Coinfeeds Daily → CoinMetrics: Bitcoin and Ethereum Now Immune To 51% Attacks

CoinMetrics: Bitcoin and Ethereum Now Immune To 51% Attacks

Published: Feb 16, 2024 | Last Updated: Mar 17, 2024
Howard Kane
The representation of Bitcoin and Ethereum being very secure
Image: The representation of Bitcoin and Ethereum being very secure

Recent research deems top cryptocurrencies virtually immune to major cyberattacks, ensuring transaction integrity.

Recent research has brought a wave of relief to cryptocurrency enthusiasts and investors, as it suggests that the two leading cryptocurrencies, Bitcoin (BTC) and Ethereum (ETH), have reached a level of security that makes them virtually immune to certain types of cyberattacks. Specifically, the feared 51% and 34% attacks, which could allow attackers to alter blockchain transactions, are now considered "economically unfeasible."

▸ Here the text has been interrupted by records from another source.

PR #1153, opened 2023-10-26
cli, client, server: add interactive `npx scrypted shell`

bjia56:
This change adds a new command, `npx scrypted shell [localhost[:10443]]` which will connect the client's TTY to the Scrypted server engine.io/shell endpoint. The server has also been updated to close the engine.io connection when the remote shell exits. This changed server behavior does not impact core plugin (web terminal client), and is used to terminate the `npx scrypted shell` process.

I ran into some dependency issues when trying to build `cli`, namely it looks like `client` is missing the `engine.io` package. Perhaps it needs to be added before publishing.

### DIFF
--- a/packages/client/src/index.ts
+++ b/packages/client/src/index.ts
@@ -49,6 +49,7 @@ export interface ScryptedClientStatic extends ScryptedStatic {
     connectionType: ScryptedClientConnectionType;
     rpcPeer: RpcPeer;
     loginResult: ScryptedClientLoginResult;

Understanding the Economics Behind the Security

These findings are based on the immense cost that would be required to carry out such attacks. For instance, on December 31, 2023, the cost to attack Ethereum was estimated to be a staggering $34.39 billion. Similarly, for Bitcoin, an attacker would need to invest over $20 billion to produce enough ASIC mining units to gain control. This is not only a matter of financial resources but also a practical impossibility due to microprocessor production limitations.

Moreover, even if an attacker were to consider colluding with hardware manufacturers, they would face insurmountable supply-chain issues. The high electricity costs associated with running the necessary machines further add to the prohibitive nature of such attacks. This combination of factors has led researchers to conclude that the security of Bitcoin and Ethereum has evolved significantly, making the costs and risks associated with attacks far outweigh any potential benefits.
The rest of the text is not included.